In January 2014, EDMC was among several for-profit schools approached by approximately a dozen attorneys general for information in an investigation of their practices.

EDMC's stock price has dropped more than 75% in the three months up to February 2014 as the company faced lower enrollments and investigations at state and federal levels, including investigations by states Attorneys General and the Securities and Exchange Commission. Information that EDMC provided to the Senate Harkin Commission indicates that of the 78,661 students who enrolled at EDMC-owned colleges in 2008–9, 62.1 percent, or 48,840 students, dropped out as of mid-2010. As of 2013, about 120,000 students attended Education Management Corporation-operated schools, a drop from its peak of 160,000.

In July 2016, a Maine Sunday Telegram expose found that former EDMC CEO John R. McKernan Jr. used a non-profit charity, the EDMC Foundation, to skirt federal 90/10 regulations. The expose was based on three-month investigation.

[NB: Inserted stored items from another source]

PR #2612, opened 2026-07-13
Fix durable race result replay

gptguy:
## Type

- [ ] Refactor
- [ ] Feature
- [x] Bug Fix
- [ ] Optimization
- [ ] Documentation Update

## Description

Fix replay of successful `DurableDeferred.raceAll` results.

`WorkflowEngine.deferredResult` already returns a decoded `Exit`. The replay path used `Effect.flatten`, causing the successful payload to be executed as an Effect and fail with `Fiber.runLoop: Not a valid effect`.

Yield the persisted `Exit` directly, matching `DurableDeferred.await`.

The regression test forces a second workflow evaluation after the race winner is persisted, covering the replay path.

Validation:

- `pnpm lint-fix`
- `pnpm test packages/effect/test/cluster/ClusterWorkflowEngine.test.ts`
- `pnpm check`

## Related

- Related Issue: None
- Closes: None

### DIFF
--- a/packages/effect/src/unstable/workflow/DurableDeferred.ts
+++ b/packages/effect/src/unstable/workflow/DurableDeferred.ts
@@ -280,7 +280,7 @@ export const raceAll = <
     const engine = yield* EngineTag
     const exit = yield* engine.deferredResult(deferred)
     if (Option.isSome(exit)) {
-      return yield* exit.value as Exit.Exit<any, any>
+      return yield* exit.value
     }
     return yield* into(
       Effect.raceAll(options.effects),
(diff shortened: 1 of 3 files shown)


packages/effect/src/unstable/workflow/DurableDeferred.ts
```diff
@@ -280,7 +280,7 @@ export const raceAll = <
     const engine = yield* EngineTag
     const exit = yield* engine.deferredResult(deferred)
     if (Option.isSome(exit)) {
-      return yield* Effect.flatten(exit.value) as Effect.Effect<any, any, any>
+      return yield* exit.value as Exit.Exit<any, any>
```
tim-smart:
```suggestion
      return yield* exit.value
```

PR #1038, opened 2024-03-23
Add fiber.lua, which permits calling leap.request() even from Lua's main thread.

nat-goodspeed:
llluamanager_test.cpp verifies that Lua's main thread can call `leap.request()` and receive the viewer's response.

I'm sitting at an airport right now, but if you get a chance, please try cleaning up the one-shot coroutines in your test scripts?


indra/llcommon/llevents.h
```diff
@@ -151,13 +151,32 @@ typedef boost::signals2::signal<bool(const LLSD&), LLStopWhenHandled, float>  LL
...
 /// Result of registering a listener, supports <tt>connected()</tt>,
 /// <tt>disconnect()</tt> and <tt>blocked()</tt>
 typedef boost::signals2::connection LLBoundListener;
 /// Storing an LLBoundListener in LLTempBoundListener will disconnect the
 /// referenced listener when the LLTempBoundListener instance is destroyed.
 typedef boost::signals2::scoped_connection LLTempBoundListener;
 
+/// Accepting (const LLListener&) allows either LLEventListener or LLVoidListener
+/// TODO: but compiler considers the constructor call ambiguous??
+class LLListener
```
maxim-productengine, line 165: We already have LLListener class, which is related to audio support.

maxim-productengine (changes requested):
It seems LLListener class should be renamed, but everything else looks good.

I pulled these changes locally and tested the scripts with the "one line `request`" - it works! I'll update the test scripts, when this PR is merged.

maxim-productengine (approved):

PR #1040, opened 2024-03-25
Add keystroke event support and allow adding text lines to the line editor

maxim-productengine:
The script can be signed for 'keystroke' event now.
Added the command for appending text line (text editor) from the script.
Script updates: 
Removed `util.contains` which is the same as `table.find` in luau; 
call leap.request() from LUA main thread.

### DIFF
--- a/indra/newview/scripts/lua/test_luafloater_demo.lua
+++ b/indra/newview/scripts/lua/test_luafloater_demo.lua
@@ -2,6 +2,7 @@ XML_FILE_PATH = "luafloater_demo.xml"
 
 leap = require 'leap'
 coro = require 'coro'
+fiber = require 'fiber'
 
 --event pump for sending actions to the floater
 COMMAND_PUMP_NAME = ""
@@ -63,4 +64,4 @@ function process_events(waitfor)
   end
 end
 
-coro.launch(process_events, catch_events)
+fiber.launch("catch_events", process_events, catch_events)
--- a/indra/newview/scripts/lua/test_luafloater_demo.lua
+++ b/indra/newview/scripts/lua/test_luafloater_demo.lua
@@ -6,12 +6,7 @@ coro = require 'coro'
 --event pump for sending actions to the floater
 COMMAND_PUMP_NAME = ""
 --table of floater UI events
-event_list={}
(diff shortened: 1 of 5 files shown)


indra/newview/scripts/lua/test_luafloater_demo.lua
```diff
@@ -74,5 +64,3 @@ function process_events(waitfor)
 end
 
 coro.launch(process_events, catch_events)
```
nat-goodspeed, line 66: Use `fiber.launch()` now, and pass a name. `LuaState::expr()` now detects if a script has imported `fiber.lua`, directly or indirectly, and if so it follows up with an implicit `fiber.run()` call that runs launched coroutines to completion. But `fiber.run()` only knows about coroutines launched with `fiber.launch()`.

indra/newview/scripts/lua/test_luafloater_gesture_list.lua
```diff
@@ -71,4 +61,3 @@ function process_events(waitfor)
 end
 
 coro.launch(process_events, catch_events)
```
nat-goodspeed, line 63: same comment about `fiber.launch()`

nat-goodspeed (changes requested):

indra/newview/scripts/lua/test_luafloater_demo.lua
```diff
@@ -2,6 +2,7 @@ XML_FILE_PATH = "luafloater_demo.xml"
 
 leap = require 'leap'
 coro = require 'coro'
```
nat-goodspeed, line 4: At this point you could ditch `require 'coro'` too.

indra/newview/scripts/lua/test_luafloater_gesture_list.lua
```diff
@@ -2,6 +2,7 @@ XML_FILE_PATH = "luafloater_gesture_list.xml"
 
 leap = require 'leap'
 coro = require 'coro'
```
nat-goodspeed, line 4: `require 'coro'` no longer needed.

nat-goodspeed (approved):

PR #1041, opened 2024-03-25
viewer#1016 Incorrect behavior of Physics Shapes rendering

akleshchev:
I'm not entirely sure if this is the right thing to do, but follows server's physics correctly so far. Since I'm lacking test cases and 'thin' models, this will fall to QA to check.

### DIFF
--- a/indra/newview/llphysicsshapebuilderutil.cpp
+++ b/indra/newview/llphysicsshapebuilderutil.cpp
@@ -28,6 +28,26 @@
 
 #include "llphysicsshapebuilderutil.h"
 
+#include "llmeshrepository.h"
+
+bool LLPhysicsVolumeParams::hasDecomposition() const
+ {
+    if (!isMeshSculpt())
+    {
+        return false;
+    }
+
+    LLUUID mesh_id = getSculptID();
+    if (mesh_id.isNull())
+    {
+        return false;
+    }
+
+    LLModel::Decomposition* decomp = gMeshRepo.getDecomposition(mesh_id);
+
+    return decomp != NULL;
+}
+
 /* static */
 void LLPhysicsShapeBuilderUtil::determinePhysicsShape( const LLPhysicsVolumeParams& volume_params, const LLVector3& scale, PhysicsShapeSpecification& specOut)
 {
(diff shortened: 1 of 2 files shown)


marchcat (approved):

sldevel:
See my comment in the commit (with working code). I do not think this fix is valid, but Firestorm and other TPVs (mine, probably Alchemy, etc) got it right for a while already.

akleshchev:
@sldevel can you provide a link to that comment please?
I don't see any comments in pull request's commit (draft comment?), nor in original files.

If code in question is bigger than a single string, it might be better to just make a pull request/contribution.

sldevel:
> @sldevel can you provide a link to that comment please?

https://github.com/secondlife/viewer/pull/1041/files/61c0031d0bf9ed03af847bdfcb0caaa73547b5fa

> If code in question is bigger than a single string, it might be better to just make a pull request/contribution.

Sorry, I do not have time for this currently...

Plus, it's not my code, but Beq janus' from Firestorm.

But I found the corresponding commit by looking at their code and the comment in it citing the https://jira.firestormviewer.org/browse/FIRE-23053 issue, and then via a search for "FIRE-23053" in their git commits short log:
https://github.com/FirestormViewer/phoenix-firestorm/commit/8be317a99e0ebd1ffa0abfeb74bd066aaa123af2

akleshchev:
@sldevel 

> https://github.com/secondlife/viewer/pull/1041/files/61c0031d0bf9ed03af847bdfcb0caaa73547b5fa

Shows zero comments there. You likely made a draft comment, in such case it's only visible to you.

sldevel:
Shows zero comments there. You likely made a draft comment, in such case it's only visible to you.

Bleh... I hate github & Co (Iam a 'patch', 'diff' and 'Nedit' old fart)... Here is a copy:

This test is always false at this point, since we already tested for shouldForceConvex() in the first 'if ()' (shouldForceConvex() is therefore always false when this part of the code is reached). This means PhysicsShapeSpecification::PRIM_CONVEX can never happen... Is this really valid ?

I looked in my own viewer code (which has been fixed a while ago, IIRC with code changes by Beq Janus, that I borrowed from Firestorm), and I have instead:

```
if (volume_params.shouldForceConvex())
{
	specOut.mType = PhysicsShapeSpecification::USER_CONVEX;
}
// Make a simpler convex shape if we can.
else if (volume_params.isConvex() ||	// is convex
		 min_size_counts > 1)			// two or more small dimensions
{
	specOut.mType = PhysicsShapeSpecification::PRIM_CONVEX;
}
else if (volume_params.isSculpt())
{
	if (volume_params.isMeshSculpt())
	{
		// Check if one dimension is smaller than min
		if (!has_decomp &&
			(scale[0] < SHAPE_BUILDER_USER_MESH_CONVEXIFICATION_SIZE ||
			 scale[1] < SHAPE_BUILDER_USER_MESH_CONVEXIFICATION_SIZE ||
			 scale[2] < SHAPE_BUILDER_USER_MESH_CONVEXIFICATION_SIZE))
		{
			specOut.mType = PhysicsShapeSpecification::PRIM_CONVEX;
		}
		else
		{
			specOut.mType = PhysicsShapeSpecification::USER_MESH;
		}
	}
	else
	{
		specOut.mType = PhysicsShapeSpecification::SCULPT;
	}
}
else
{
	// Resort to mesh
	specOut.mType = PhysicsShapeSpecification::PRIM_MESH;
}
```

Where 'has_decomp' is an additional boolean passed to the method, which is true when the mesh got a physics decomposition.

sldevel:
Shows zero comments there. You likely made a draft comment, in such case it's only visible to you.

Bleh... I hate github & Co (I am a 'patch', 'diff' and 'Nedit' old fart)... Here is a copy:

This test is always false at this point, since we already tested for shouldForceConvex() in the first 'if ()' (shouldForceConvex() is therefore always false when this part of the code is reached). This means PhysicsShapeSpecification::PRIM_CONVEX can never happen... Is this really valid ?

I looked in my own viewer code (which has been fixed a while ago, IIRC with code changes by Beq Janus, that I borrowed from Firestorm), and I have instead:

```
if (volume_params.shouldForceConvex())
{
	specOut.mType = PhysicsShapeSpecification::USER_CONVEX;
}
// Make a simpler convex shape if we can.
else if (volume_params.isConvex() ||	// is convex
		 min_size_counts > 1)			// two or more small dimensions
{
	specOut.mType = PhysicsShapeSpecification::PRIM_CONVEX;
}
else if (volume_params.isSculpt())
{
	if (volume_params.isMeshSculpt())
	{
		// Check if one dimension is smaller than min
		if (!has_decomp &&
			(scale[0] < SHAPE_BUILDER_USER_MESH_CONVEXIFICATION_SIZE ||
			 scale[1] < SHAPE_BUILDER_USER_MESH_CONVEXIFICATION_SIZE ||
			 scale[2] < SHAPE_BUILDER_USER_MESH_CONVEXIFICATION_SIZE))
		{
			specOut.mType = PhysicsShapeSpecification::PRIM_CONVEX;
		}
		else
		{
			specOut.mType = PhysicsShapeSpecification::USER_MESH;
		}
	}
	else
	{
		specOut.mType = PhysicsShapeSpecification::SCULPT;
	}
}
else
{
	// Resort to mesh
	specOut.mType = PhysicsShapeSpecification::PRIM_MESH;
}

```
Where 'has_decomp' is an additional boolean passed to the method, which is true when the mesh got a physics decomposition.

akleshchev:
Thank you, that makes sense.

marchcat (approved):

Issue #1050, opened 2024-03-25
Fix mirror clipping for PBR terrain


cosmic-linden:
PBR terrain is appearing in mirrors when it shouldn't. i.e. a hil behind the mirror renders in the mirror.

Geenz suspects this could be due to missing uniforms in the PBR terrain shader relative to the texture terrain shader.

cosmic-linden:
Definitely should be fixed, but not deemed a blocker for shipping the featurettes viewer.

vladyslavasproductengine:
Could you please provide a test plan for verification?

cosmic-linden:
@vladyslavasproductengine I think it would be best for this to be tested as part of the overall testing of the mirrors feature.

I believe the test plan for mirrors is not finished, so I would recommend deferring testing for this ticket in the meantime. cc: @Dan-Linden

Dan-Linden:
Test will be added to https://lindenlab.atlassian.net/wiki/spaces/QA/pages/3054436428/Featurettes+Test+Plan#2.8-Mirrors-test-cases

PR #1058, opened 2024-03-26
secondlife/viewer#1050: Fix mirror clipping for PBR terrain. Also fixes environment settings for PBR terrain.

cosmic-linden:


indra/newview/llviewershadermgr.cpp
```diff
@@ -331,6 +331,7 @@ void LLViewerShaderMgr::finalizeShaderList()
     mShaderList.push_back(&gDeferredPBROpaqueProgram);
     mShaderList.push_back(&gDeferredAvatarProgram);
     mShaderList.push_back(&gDeferredTerrainProgram);
+    mShaderList.push_back(&gDeferredPBRTerrainProgram);
```
cosmic-linden, line 334: This one's interesting. Mirror uniforms are applied in `LLEnvironment::update`, but the PBR terrain shader wasn't in the list of shaders, so `mUniformsDirty` was never set to true. I am sure mirrors weren't the only thing affected by this.

marchcat (approved):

===Dismissal of shareholder lawsuit===
In 2010, several EDMC shareholders initiated a lawsuit alleging that EDMC had misled investors prior to the company's 2009 IPO, causing investors to lose money when the company's stock fell in 2010. The lawsuit was later joined by EDMC shareholders OPPRS and SEPTA. The case was dismissed by a federal judge in September 2011, as the shareholders were unable to show that the company had lied to investors.

===Labor issues===

In April 2016, two former teachers at the Art Institute of California sued EDMC for not giving them a minimum wage and for not offering adequate rest periods in order to 'reduce compensation and increase its own profits.'

===Financial issues===

In February 2014, Standard & Poor's cut EDMC's credit rating to CCC+ because of declining enrollment. Moody's credit rating service in January 2015 dropped EDMC to its lowest rating, D-PD, which it defines as "Corporate families rated D are in default on all of their long-term debt obligations."

In 2014, EDMC's major creditor, KKR took control over EDMC's assets.

As of July 30, 2016, EDMC sold as an over the counter stock at approximately one cent per share.

===Consumer fraud lawsuits===

In 2016, former nursing students at Brown Mackie College in Tucson, Arizona sued the school, alleging that the poor training they received left them unable to be gainfully employed. The plaintiffs expected to graduate in 2015 until a state nursing board investigation found some of the school's faculty were unqualified and were using veterinary supplies to teach students how to care for human patients. The Arizona nursing board barred the Brown Mackie students from taking the practical nurses licensing exam and ordered the school to retrain the students at the company's expense.

===Employee-ADR lawsuits===

By the end of 2016, EDMC's legal perils had ensnared even the company's outside legal counsel at the Pittsburgh-based global law firm Reed Smith LLP. Advised by Attorney Katherine Ryan before two federal judges in discrimination lawsuits dating to August 2012, the company was defeated when the U.S. Court of Appeals for the Third Circuit issued a sweeping October 18 order invalidating an alternative dispute resolution policy superimposed retroactively on the company's employees; EDMC had tried to bar aggrieved employees from filing suit in any court for any purpose. The 3-0 panel found that the policy had been illegally superimposed without employees' assent and thereby reinstated a pair of federal cases against the Art Institute of Pittsburgh demanding more than $4 million in damages and alleging legal malpractice inside EDMC.